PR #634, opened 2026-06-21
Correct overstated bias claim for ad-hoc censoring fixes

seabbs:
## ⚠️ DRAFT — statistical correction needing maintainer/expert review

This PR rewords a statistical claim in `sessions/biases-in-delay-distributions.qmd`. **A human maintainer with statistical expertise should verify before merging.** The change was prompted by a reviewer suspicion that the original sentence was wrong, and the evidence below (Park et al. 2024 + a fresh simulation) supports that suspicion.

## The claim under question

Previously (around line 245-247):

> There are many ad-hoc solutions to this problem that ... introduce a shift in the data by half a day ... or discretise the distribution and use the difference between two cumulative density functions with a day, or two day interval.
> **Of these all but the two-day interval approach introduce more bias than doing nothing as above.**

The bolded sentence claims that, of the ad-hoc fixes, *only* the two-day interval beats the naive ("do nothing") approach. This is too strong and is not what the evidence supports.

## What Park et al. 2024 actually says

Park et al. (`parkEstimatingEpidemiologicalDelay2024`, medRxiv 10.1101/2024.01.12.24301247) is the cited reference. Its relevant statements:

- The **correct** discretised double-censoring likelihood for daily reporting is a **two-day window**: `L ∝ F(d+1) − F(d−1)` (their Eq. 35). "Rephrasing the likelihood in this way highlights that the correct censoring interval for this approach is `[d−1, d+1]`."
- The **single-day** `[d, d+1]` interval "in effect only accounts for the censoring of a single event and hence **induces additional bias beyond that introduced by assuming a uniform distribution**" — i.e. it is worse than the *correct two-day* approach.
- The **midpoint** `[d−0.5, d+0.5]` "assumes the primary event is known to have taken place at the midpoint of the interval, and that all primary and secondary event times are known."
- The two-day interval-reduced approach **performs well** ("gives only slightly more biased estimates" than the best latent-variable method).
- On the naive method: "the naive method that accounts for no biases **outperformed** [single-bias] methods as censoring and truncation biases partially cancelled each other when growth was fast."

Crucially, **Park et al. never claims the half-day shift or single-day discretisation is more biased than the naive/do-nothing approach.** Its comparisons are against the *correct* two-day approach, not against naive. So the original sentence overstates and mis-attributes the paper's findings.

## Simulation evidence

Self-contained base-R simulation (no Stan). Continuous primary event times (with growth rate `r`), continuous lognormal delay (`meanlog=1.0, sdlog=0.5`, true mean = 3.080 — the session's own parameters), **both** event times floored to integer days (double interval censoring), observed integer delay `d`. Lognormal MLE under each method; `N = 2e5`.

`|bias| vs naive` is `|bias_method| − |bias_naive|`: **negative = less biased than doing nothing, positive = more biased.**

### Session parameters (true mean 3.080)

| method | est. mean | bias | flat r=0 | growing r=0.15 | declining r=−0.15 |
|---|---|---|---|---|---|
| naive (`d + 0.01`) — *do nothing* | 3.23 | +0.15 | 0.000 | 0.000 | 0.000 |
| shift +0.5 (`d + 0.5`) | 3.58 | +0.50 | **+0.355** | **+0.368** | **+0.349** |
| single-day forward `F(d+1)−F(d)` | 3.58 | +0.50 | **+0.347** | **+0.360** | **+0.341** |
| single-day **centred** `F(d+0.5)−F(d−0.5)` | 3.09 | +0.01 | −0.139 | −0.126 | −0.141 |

• • •

Work to complete: Write out the listing exactly from its first line to the line containing "Previously (around line". Both of those lines belong in the answer.

Output for this task:
PR #634, opened 2026-06-21
Correct overstated bias claim for ad-hoc censoring fixes

seabbs:
## ⚠️ DRAFT — statistical correction needing maintainer/expert review

This PR rewords a statistical claim in `sessions/biases-in-delay-distributions.qmd`. **A human maintainer with statistical expertise should verify before merging.** The change was prompted by a reviewer suspicion that the original sentence was wrong, and the evidence below (Park et al. 2024 + a fresh simulation) supports that suspicion.

## The claim under question

Previously (around line 245-247):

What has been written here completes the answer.